I also want to be wary of a kind of stripping-away which happened in the post-War arts, particularly in New York but of course elsewhere, too. 

There was a movement, with Hoffmann, and Greenberg, and Rosenberg, and Rothko, and other influential thinkers in the visual arts. And Philip Glass and John Cage and others in music. The idea was that pure painting -- real painting -- is only about the paint. Everybody was supposed to recognize that a painting is just colored stuff on a flat thing, and acknowledge that and not dishonestly pretend it is something else, like a person's face or a view through a window. Purity and honesty demanded minimalism. 
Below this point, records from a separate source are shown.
PR #1252, opened 2026-05-28
wallet+AGENTS.md: add agent guidance for wallet subsystems

GustavoStingelin:
This PR adds and refines AGENTS.md guidance for the btcwallet repository and key wallet subsystems. The goal is to give coding agents clearer repo structure, subsystem ownership, workflow constraints, and verification guidance when working in this codebase.

### DIFF
--- a/AGENTS.md
+++ b/AGENTS.md
@@ -1,160 +1,132 @@
 # AGENTS.md
 
-This file is for coding agents working in `btcwallet`.
+Welcome to the `btcwallet` knowledge base. This file defines the global project
+  structure, subsystem mappings, and critical operational constraints for all
+  subagents.
 
-## Scope and Priority
-
+## SCOPE & PRIORITY
 - Follow this file first for repo-specific workflow and style.
-- Then follow `docs/developer/` for deeper rationale.
 - If guidance conflicts, prefer the stricter rule and match nearby code.
 
-## Repo Workflow
+## OVERVIEW
+`btcwallet` is a Bitcoin wallet daemon supporting BIP0032 (HD) and BIP0044. It
+  acts as a client to `btcd`, `bitcoin-core` and `neutrino`, and provides both
+  legacy JSON-RPC and gRPC APIs to wallet clients.
 
+## REPO STRUCTURE & MAP
+| Path                   | Component                 | Description                                                | Sub-Agent Config                |
+|------------------------|:--------------------------|:-----------------------------------------------------------|:--------------------------------|
+| `docs/developer/`      | **Docs**                  | Deep-dive design docs (ADRs) and development guides.       | None                            |
+| `wallet/`              | **Wallet Core**           | Business logic, HD key derivation, transaction building.   | `wallet/AGENTS.md`              |
+| `wallet/internal/db/`  | **Database Layer**        | Storage drivers, migrations, SQL-based relational logic.   | `wallet/internal/db/AGENTS.md`  |
+| `wallet/internal/sql/` | **SQL Assets**            | SQL schema, query, migration, and sqlc codegen.            | `wallet/internal/sql/AGENTS.md` |
+| `rpc/`                 | **RPC**                   | gRPC and legacy JSON-RPC APIs and server implementations.  | None                            |
+| `chain/`               | **Blockchain**            | Sync clients for Neutrino, `btcd` RPC, and `bitcoind` RPC. | None                            |
+| `itest/`               | **Integration Scenarios** | Actual daemon-level test cases and E2E flows.              | None                            |
+| `bwtest/`              | **Harness Layer**         | Test harness definitions and backend wrappers.             | None                            |
+
+## REPO & WORKTREE WORKFLOW
 - Keep the main checkout at the repo root.
 - Place auxiliary worktrees under `<repo-root>/.worktrees/<name>`.
-- Use short issue- or task-oriented worktree names.
-- Do not create sibling worktrees outside the repo root unless asked.
+- Use short, task-oriented worktree names.
+- Don't create sibling worktrees outside the repo root unless asked.
 - Remove finished worktrees with `git worktree remove <path>`.
 - Clean stale worktree metadata with `git worktree prune`.
 
-## Tooling and Environment
+## CRITICAL GOTCHAS & CONSTRAINTS
+- **Go Version:** The workspace root requires Go `1.24.6`. Nested modules keep
+  their own `go.mod` metadata and should be tested in their own module context
+  when touched.
+- **Docker-backed Tooling:** Mutating operations (`make fmt`, `make sql`,
+  `make rpc`, `make lint`) and PostgreSQL integration tests require Docker
+  (`btcwallet-tools` image).
+- **Mutating Checks:** Targets like `make fmt-check`, `make sqlc-check`,
+  `make rpc-check`, and `make tidy-module-check` **mutate files** before
+  checking Git cleanliness. Never run them on a dirty tree unless you want
+  auto-fixes applied.
+- **Generated File Boundaries:** Do not manually edit `*.pb.go` or any code in
+  directories populated by `sqlc` or protobuf generators. Modify source
+  definitions (SQL/Proto) and run `make sql` or `make rpc`.
+- **Test Locations:** Unit tests live alongside code. DB integration tests live
+  in `wallet/internal/db/itest`. E2E integration tests are orchestrated from
+  `itest/`.
+- **ADR** Before changing architecture-sensitive areas, review
+  `docs/developer/adr/README.md` for recorded design decisions, context,
+  tradeoffs, and consequences.
 
-- The authoritative Go version is `1.24.6`.
-- Sources: `go.mod`, `.golangci.yml`, and `.github/workflows/main.yml`.
-- Some older docs mention older Go versions; ignore them.
-- Many maintenance targets use Docker-backed tooling.
-- `make fmt`, `make lint*`, `make sqlc`, and `make protolint` use Docker.
-- PostgreSQL DB integration tests also require Docker via testcontainers.
-- No Cursor rules were found in `.cursor/rules/` or `.cursorrules`.
-- No Copilot instructions were found in `.github/copilot-instructions.md`.
-- There is an additional style summary in `.gemini/styleguide.md`.
-
-## Primary Build, Format, and Codegen Commands
-
-- Build everything: `make build`
-- Install binaries: `make install`
-- CI compile check: `go install -v ./...`
-- Default `make` target is `make build`.
-- `make install` installs `btcwallet`, `cmd/dropwtxmgr`, and `cmd/sweepaccount`.
-- Go format/imports: `make fmt`; verify with `make fmt-check`
-- Lint: `make lint-config-check`, `make lint-check`, `make lint`; optional `workers=4`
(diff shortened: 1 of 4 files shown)


GustavoStingelin:
@yyforyongyu

AGENTS.md
```diff
@@ -1,160 +1,51 @@
...
-- Commit subjects typically look like `subsystem: short description`.
-- Use present tense, keep the subject near 50 chars, and wrap bodies near 72.
-- PRs should include clear test steps and cover positive and negative cases.
-- Insubstantial typo-only changes are discouraged by the contribution guide.
+Welcome to the `btcwallet` knowledge base. This file defines the global project structure, subsystem mappings, and critical operational constraints for all subagents.
+
+## OVERVIEW
+`btcwallet` is a Bitcoin wallet daemon supporting BIP0032 (HD) and BIP0044. It acts as an RPC client to `btcd` and provides both legacy JSON-RPC and experimental gRPC APIs to wallet clients.
+
+## REPO STRUCTURE & MAP
```
yyforyongyu, line 16: should we give an index here so the root agent knows where to look for sub-AGENTS.md files?

yyforyongyu (commented):
Cool I like it❤️

AGENTS.md
GustavoStingelin: Yes, I think that would help.

This lets us load context on demand instead of filling the current context with information that may not be relevant yet.

Since agents usually load the full root `AGENTS.md` into context, keeping the root file lighter and using it mainly as a map should make the instructions easier to navigate.

One dependency here is that the project packages need to be well structured. If the repository layout is clear, both humans and agents can find the right context faster and perform better when working on code.

yyforyongyu: yeah i think for now we can just focus on the `wallet` pkg, so give a map there, for the rest we still need more future work.

GustavoStingelin: ok, reduced the scope; it's also easier to review in parts

wallet/internal/db/AGENTS.md
```diff
@@ -0,0 +1,56 @@
...
+- **Shared Workflows:** Orchestrates complex DB operations using
+  backend-specific "ops" interfaces to minimize logic duplication.
+- **Runtime Helpers:** Handles SQL retries, transaction management, and error
+  classification (`runtime/`, `err/`).
+- **Pagination:** Provides shared cursor-based pagination logic (`page/`).
+
+## WHERE TO LOOK
+| Component             | Path           | Description                                                |
+|:----------------------|:---------------|:-----------------------------------------------------------|
+| **Interfaces**        | `interface.go` | Central `Store` contract and shared error definitions.     |
```
GustavoStingelin, line 21: These tables are good for us humans to read, but maybe it's not worth it for the LLMs, not sure yet what the best approach is

AGENTS.md
```diff
@@ -1,160 +1,140 @@
...
+
+### Testing
+- `make unit`: Run all package unit tests.
+- `make unit pkg=wallet case=TestName`: Targeted unit test.
+- `make unit-race pkg=wallet case=TestName`: Test with race detector enabled.
+- `make itest-db db=[sqlite|postgres]`: Perform database layer integration
+  tests.
+- `make itest chain=[btcd|bitcoind|neutrino]`: Start E2E daemon integration
+  tests.
+- `make itest chain=btcd db=kvdb icase=manager`: Filter E2E tests by case name.
```
yyforyongyu, line 97: The redaction dropped a concrete, **enforced** E2E convention that the old root carried: "case names must follow `component action` and must not use `_`" (plus the `itest/test-logs/` location). That rule is hard-enforced — `itest/main_test.go:114` fails the test on an underscore or non-`component action` name — so an agent writing a new E2E test from this guidance now learns it only by tripping the failure.

The info isn't lost from the repo (it's in `itest/README.md`), but this PR's stated goal is per-subsystem agent guidance, and `itest/` is the one notable subsystem that didn't get a sub-`AGENTS.md` (wallet/, internal/db/, internal/sql/ each did) and whose root coverage got thinner here. Consider either adding an `itest/AGENTS.md` or keeping a one-line pointer to the `itest/README.md` case-naming rule next to these `make itest` commands, so the enforced convention stays discoverable up front.

The rest of the reorg looks good — the new sub-files are accurate (verified the referenced helpers/files/targets exist), and the consolidated COMMANDS/GOTCHAS kept the essentials (incl. the mutating-checks-on-dirty-tree warning).

(`claude-opus-4-8[1m]`)

AGENTS.md
```diff
@@ -1,160 +1,140 @@
...
-
-- Run the narrowest relevant test first.
-- Before handing off a substantial change, run at least package-level tests.
-- For SQL, proto, module, or config changes, run the matching generation/check target.
-- For DB-layer changes, prefer `itest-db` in addition to unit tests.
-- For backend flow or RPC changes, consider `make itest` coverage.
-- If a change claims performance improvement, add or run a benchmark.
+## CRITICAL GOTCHAS & CONSTRAINTS
+- **Go Version:** The workspace root requires Go `1.24.6`. Some submodules still
+  target `1.22`; ignore them in favor of the root `go.mod`.
```
yyforyongyu: Nested module Go versions should not be ignored. This repo has real submodules (`walletdb`, `wtxmgr`, `wallet/txauthor`, etc.) with their own `go.mod`, and the contribution guide requires using/updating those modules in their own context rather than treating the root module as authoritative for them. Please change this to say the root version applies to the root workspace while submodules keep their own module metadata/workflow. (`gpt-5.5`)

wallet/internal/db/AGENTS.md
yyforyongyu: yeah i think it's nice to have it

AGENTS.md
```diff
@@ -1,160 +1,140 @@
...
+| `itest/`               | **Integration Scenarios** | Actual daemon-level test cases and E2E flows.              | None                            |
+| `bwtest/`              | **Harness Layer**         | Test harness definitions and backend wrappers.             | None                            |
+
+## REPO & WORKTREE WORKFLOW
 - Keep the main checkout at the repo root.
 - Place auxiliary worktrees under `<repo-root>/.worktrees/<name>`.
-- Use short issue- or task-oriented worktree names.
-- Do not create sibling worktrees outside the repo root unless asked.
+- Use short, task-oriented worktree names.
+- Don't create sibling worktrees outside the repo root unless asked.
```
yyforyongyu, line 32: is this for token efficiency😂

AGENTS.md
yyforyongyu: yeah think this is valid

AGENTS.md
```diff
@@ -1,160 +1,140 @@
...
+- `make unit-race pkg=wallet case=TestName`: Test with race detector enabled.
+- `make itest-db db=[sqlite|postgres]`: Perform database layer integration
+  tests.
+- `make itest chain=[btcd|bitcoind|neutrino]`: Start E2E daemon integration
+  tests.
+- `make itest chain=btcd db=kvdb icase=manager`: Filter E2E tests by case name.
+
+## CONVENTIONS
+
+### Go Formatting and Layout
```
yyforyongyu: think we can also reference the style guidelines and engineering guidelines under `docs/developer`?

AGENTS.md
GustavoStingelin: LOL. I did not change it myself, but I let the LLM word it on its own. Surprisingly, `do not` costs two tokens, while `don't` is only one token for GPT 5.x.

Maybe that helps a tiny bit with prompting, but I have not reviewed whether every text is using that style. 🤣

[tokenizer](https://platform.openai.com/tokenizer)

image
image

AGENTS.md
GustavoStingelin: reworded

AGENTS.md
GustavoStingelin: added

AGENTS.md
```diff
@@ -1,160 +1,154 @@
...
+  legacy JSON-RPC and gRPC APIs to wallet clients.
+
+## REPO STRUCTURE & MAP
+| Path                   | Component                 | Description                                                | Sub-Agent Config                |
+|------------------------|:--------------------------|:-----------------------------------------------------------|:--------------------------------|
+| `docs/developer/`      | **Docs**                  | Deep-dive design docs (ADRs) and development guides.       | None                            |
+| `wallet/`              | **Wallet Core**           | Business logic, HD key derivation, transaction building.   | `wallet/AGENTS.md`              |
+| `wallet/internal/db/`  | **Database Layer**        | Storage drivers, migrations, SQL-based relational logic.   | `wallet/internal/db/AGENTS.md`  |
+| `wallet/internal/sql/` | **SQL Assets**            | SQL schema, query, migration, and sqlc codegen.            | `wallet/internal/sql/AGENTS.md` |
+| `rpc/walletrpc/`       | **gRPC API**              | gRPC interface definitions and server logic.               | None                            |
```
yyforyongyu: This points agents at `rpc/walletrpc/` for gRPC server logic, but that package only contains generated `api.pb.go` while the handwritten gRPC server lives under `rpc/rpcserver/`; update the map to distinguish `rpc/api.proto`, generated `rpc/walletrpc/`, and server code in `rpc/rpcserver/`. (`gpt-5.5`)

AGENTS.md
```diff
@@ -1,160 +1,154 @@
...
+- E2E test logs are written under `itest/test-logs/`.
+
+## CONVENTIONS
+
+### Go Formatting and Layout
+- Let `make fmt` manage imports. Go files use tab indentation.
+- Keep lines near 80 columns. Markdown files use LF and wrap to 80 characters.
+- Break functions into logical stanzas. Add comments explaining why, not the
+  mechanics.
+- Exported functions need comments starting with the function name.
```
yyforyongyu: This narrows comment guidance to exported functions, but the repo contribution rules require every function and method comment to start with the declaration name, so restore the all-functions requirement to avoid agents adding undocumented unexported helpers. (`gpt-5.5`)

yyforyongyu:

AGENTS.md
yyforyongyu: yeah this is real pain i've had - agents keep ignoring my requests to add comments to all methods and structs, and tests, but only focus on public methods...I also find this section's content is redundant, as it's a weaker version of the `docs/developer/code_formatting_rules.md`.

IMO all we need to do is give an index for the files under https://github.com/btcsuite/btcwallet/tree/sql-wallet/docs/developer, like 📜 Contribution Guidelines, 🎨 Code Formatting Rules, ✅ Unit Testing Guidelines and 🏛️ Engineering Guide

yyforyongyu: Then we should remove all these, so we don't duplicate, which are either covered by the `### Linting & Formatting` above or the `docs/developer`,
```
- Let `make fmt` manage imports. Go files use tab indentation.
- Keep lines near 80 columns. Markdown files use LF and wrap to 80 characters.
...
```

AGENTS.md
GustavoStingelin: It now points only to `rpc/`, so if we want to go deeper into that package later, we should add a dedicated `AGENTS.md` there.

AGENTS.md
GustavoStingelin: Reworded, but I've kept some things in a reminder note; take a look

yyforyongyu (approved):
LGTM 🔢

I'm not criticizing any of these individuals. A lot of what they did was wonderful. But I think they indirectly had an unfortunate influence, and there are a lot of people making paintings now who are making use of only a tiny fraction of what art can do, and traditionally has done. 

Of course a painting can be viscerally, unmediatedly beautiful. But it can operate on many other levels as well, and these may enrich and support one another. If you think about one of those fantastic Titian paintings, like the Ariadne in London, we gain more (and lose nothing) by learning, little by little, what the characters are doing, and what stories and traditions they refer to, and how Titian is responding to other artists, and the full spectrum of what that painting is and refers to. It is worthwhile to look at even if we know none of that, but nothing is lost by knowing more. And I think that a painting which reveals more of itself over many viewings is something to respect and treasure.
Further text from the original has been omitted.